By all accounts, Nigeria’s agricultural potentials are very enviable. In spite of desert encroachment, as much as 70 percent of Nigeria’s land is arable. This land yielded harvests that made the country the world’s largest producer of palm oil and the world’s second largest producer of cocoa. This was before the petro-naira flow of the 1970s to the 1990s lured her away from agriculture. Even today Nigeria produces the most cassava in the world. Income from agriculture made Nigeria one of the richest and fastest developing countries. With her neglect of agriculture, Nigeria has become West Africa’s largest importer of tomato paste, and her yearly import of sugar, rice and fish has reached eleven billion dollars. Unfortunately, crude oil revenue dwindles to a trickle and 70% of Nigerians go without good food.

For sure, fertilizer from Government now gets to the real farmers. This is said to have added several tons to the quantity of food produced in Nigeria. Agricultural export has also shown signs of recovery but the much-needed export is fraught with difficulties arising from non-compliance of products to standards. According to the Standard Organization of Nigeria (SON) director general, Dr. Joseph Ikem Odumodu, “due to Nigeria produce arriving foreign destinations without test reports from accredited labs, our exporters are surcharged 10 % of the value of their goods to pay foreign testing laboratories. In the event of the lab finding the goods substandard, the goods are shipped back to Nigeria at the exporter’s expense”.

“What is wrong with the exporter’s goods might be just an error of measurement;” the SON boss explains, “the buyer finding that what the exporter calls 50,000 kg of cocoa is less than that. That happens when the measuring instrument used by the exporter is not well-calibrated or has drifted from accuracy. Unfortunately, the buyer starts seeing the exporter as dishonest or risky. As the advertisement says, the world buys from those whose measurements are accurate. That’s why we are building testing and metrology laboratories to accreditation.”

From the rundown laboratories his administration inherited, Dr. Odumodu has refurbished the SON Food Technology Laboratories and got it accredited. The scope of the competence of this lab extends from biological testing to chemical testing. Any agricultural product that this lab certifies within its area of competence can be successfully exported without further testing.
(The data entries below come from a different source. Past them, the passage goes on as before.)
PR #760, opened 2020-02-05
Fixes author avatar sizing

### LINKED ISSUE #752: Incorrect Avatar Crops On Rivard Report
**Describe the bug**
On Rivard Report, some author avatars are incorrectly cropped. At first glance, it appears this occurs for any avatars that are not perfect squares.

- I initially suspected this was a thumbnail regeneration issue, so I ran `wp media regenerate` on the avatar. No change. Also downloaded the original and re-uploaded. No change.
- The problem is not limited to multi-author stories. Here's a single-author story with the same: https://therivardreport.com/what-it-will-take-to-convince-san-antonio-voters/
- Tried using the same Avatar on a local instance and here it worked fine. On local, Jetpack Image Accelerator is not activated, which may be a clue.

**Screenshots**
Live example: https://therivardreport.com/reports-detail-energy-waste-in-northside-isd-citys-largest-school-district/

Screen Shot 2020-02-02 at 3 48 21 PM

**Expected behavior**
All avatars are perfect un-cropped circles.

laurelfulford:
### All Submissions:

This PR fixes an avatar sizing issue that happens when you combine WP User Avatar, Jetpack's  site accelerations, and non-square avatars. This combination either causes edges of the image to show (AMP enabled), or cause the image to be stretched to fit (AMP disabled). 

As part of this PR I also increased the size of the images loaded, to improve their appearance when they were taller/wider, as well as corrected a directory name issue in Newspack Sacha, so that child theme's author-bio.php would actually be loaded. 

Note: I ended up using `preg_replace()` to add the `object-fit="cover"` to the coauthors plus avatars, as there isn't a proper way to add attributes like with `get_avatar()`, just classes. If there' as better way, please let me know!

Also, apologies in advance, this one is a bit of a pain to review!

Closes #752.

1. Start with a test site where you can enable Jetpack site acceleration. 
2. Under AMP settings, switch to 'transitional' for easier testing.
3. Using WP User Avatar, add a tall, skinny image as a user's profile image.
4. Using WP User Avatar, add a wide, short image as a user's profile image.
5. Assign those authors to a couple posts, include both to one post together as Co-Authors. 
6. View without AMP enabled - note how the avatars look -- the tall image will be a bit vertically smushed, and the wide image, a bit horizontally smushed:

image

7. Enable AMP - note how you can now see the avatar edges:

image

8. Apply the PR and run `npm run build`.
9. Check the non-AMP version again and confirm the images look correct: 

image

10. Check again with AMP enabled: 

image

11. Turn off Co-Authors plus, and check the single article byline with and without AMP enabled.
12. Switch focus to the author bio at the bottom of the post. Check it with Co-Authors Plus enabled, with and without AMP, and with Co-Authors Plus disabled, with and without AMP.
13. Switch to 'Newspack Sacha' and re-test the above again (the markup is a bit different for this child theme). 
14. Navigate to an author archive. Check it with Co-Authors Plus enabled, with and without AMP, and with Co-Authors Plus disabled, with and without AMP.
15. Check the comments and confirm they still have rounded avatars.
16. Switch to Newspack Scott, and confirm that avatars are square (not rounded).
17. Double-check that the regular avatars display correctly, with and without Co-Authors Plus; with and without WP User Avatar enabled, and with and without AMP. 

### Other information:

### DIFF
--- a/newspack-sacha/template-parts/post/author-bio.php
+++ b/newspack-sacha/template-parts/post/author-bio.php
@@ -19,20 +19,21 @@ if ( function_exists( 'coauthors_posts_links' ) && is_single() ) :
 
 			if ( 'guest-author' === get_post_type( $author->ID ) ) {
 				if ( get_post_thumbnail_id( $author->ID ) ) {
-					$author_avatar = coauthors_get_avatar( $author, 80 );
+					$author_avatar = coauthors_get_avatar( $author, 160 );
 				} else {
 					// If there is no avatar, force it to return the current fallback image.
 					$author_avatar = get_avatar( ' ' );
 				}
 			} else {
-				$author_avatar = coauthors_get_avatar( $author, 80 );
+				$author_avatar = coauthors_get_avatar( $author, 160 );
 			}
+			$author_avatar = preg_replace('/(<img\b[^><]*)>/i', '$1 object-fit="cover">', $author_avatar);
 			?>
 
 			<div class="author-bio">
 				<div class="author-bio-text">
 					<div class="author-bio-header">
-						<?php echo wp_kses( $author_avatar, newspack_sanitize_avatars() ); ?>
+						<?php echo '<span class="author-avatar">' . wp_kses( $author_avatar, newspack_sanitize_avatars() ) . '</span>'; ?>
 
 						<div>
 							<h2 class="accent-header">
@@ -69,10 +70,10 @@ elseif ( (bool) get_the_author_meta( 'description' ) && is_single() ) :
 	<div class="author-bio-text">
 		<div class="author-bio-header">
 			<?php
-				$author_avatar = get_avatar( get_the_author_meta( 'ID' ), 80 );
+				$author_avatar = get_avatar( get_the_author_meta( 'ID' ), 160, '', '', array( 'object-fit' => 'cover' ) );
 				if ( $author_avatar ) {
 					// phpcs:ignore WordPress.Security.EscapeOutput.OutputNotEscaped
-					echo $author_avatar;
+					echo '<span class="author-avatar">' . $author_avatar . '</span>';
 				}
 			?>
 
--- a/newspack-scott/sass/style.scss
+++ b/newspack-scott/sass/style.scss
@@ -100,7 +100,7 @@ Nicolas Gallagher and Jonathan Neal https://necolas.github.io/normalize.css/
 }
 
 /* Avatar */
-.avatar,
+.author-avatar,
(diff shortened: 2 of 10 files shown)


jeffersonrabb:
Here's an possible alternate approach: 

It seems the real problem here is the resizing Jetpack Image Accelerator (Photon) applies. Jetpack has a filter to allow plugins/themes to prevent downsizing, https://developer.jetpack.com/hooks/jetpack_photon_override_image_downsize/. If we can successfully use this filter to stop Photon from downsizing thumbnails, we _might_ be able to solve the problem in a much simpler and more universal way. We could avoid all of the Co-Authors logic, all of the AMP logic, and the fix should work for the block as well as the theme without changes to the blocks codebase. The filter only gives us the image's ID and in some cases dimensions. I tried an approach where we override Photon downsizing for any image that has equal dimensions that are less than 100px, which I _think_ should capture avatars well.

On `master` try adding this to `functions.php` and see if it works?

```
function newspack_jetpack_photon_override_image_downsize( $default, $args ) {
	if ( is_array( $args['size'] ) ) {
		list( $width, $height ) = $args['size'];
		if ( $width === $height && $width < 100 & $width > 0 ) {
			return true;
		}
	}
	return $default;
}

add_filter( 'jetpack_photon_override_image_downsize', 'newspack_jetpack_photon_override_image_downsize', 10, 2 );
```

laurelfulford:
JEFF! This is SO much better!

I had to bump the image size up to `120` to get it working on the archive page, but in my testing it looks like it's correctly treating the avatars in all cases in both the theme and block that I can see. 

As I understand it, this will affect all images sized 120px wide/high or smaller, right? This doesn't seem like it would be problematic -- the theme doesn't set any other images that size -- I'm just trying to make sure I understand. 

Let me know if you'd like me to go ahead and spin up a fresh PR with this approach, instead!

jeffersonrabb:
> As I understand it, this will affect all images sized 120px wide/high or smaller, right? This doesn't seem like it would be problematic -- the theme doesn't set any other images that size -- I'm just trying to make sure I understand.

Yes, this would apply to any image meeting the criteria — there doesn't seem to be any additional data we can use to ensure we are applying this only to avatars. My main concern is inadvertently affecting non-avatars, although it may be that any small image with a square aspect ratio actually shouldn't be downsized anyway—i.e. if it's not an avatar it's probably something avatar-like. Anyway, I'll open a new PR and we can see if anyone can find any flaws in the approach?

laurelfulford:
Closing this in favour of #764!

The ARSO President’s Forum held in Abuja Nigeria from June 22 to 24, 2015 has given credence to the fact that Nigeria’s national standards body is a willing and able partner in the advancement of Nigeria’s agriculture to major export revenue earner especially now that petro-income has reduced to a trickle. Hosted by SON on behalf of the African Union’s apex standardisation body ARSO, it featured the Africa Standardisation Day Seminar themed The Role of Standards in Promoting Sustainable Agriculture and Food Security in Africa. The seminar, led by the Food and Agricultural Organisation (FAO) Representative in Nigeria, Dr Louise Setshwaelo, produced clear direction for Africa agriculture and it’s no different from the direction SON has been pointing and walking.

• Chimeziri Franklin is a strategic communication professional.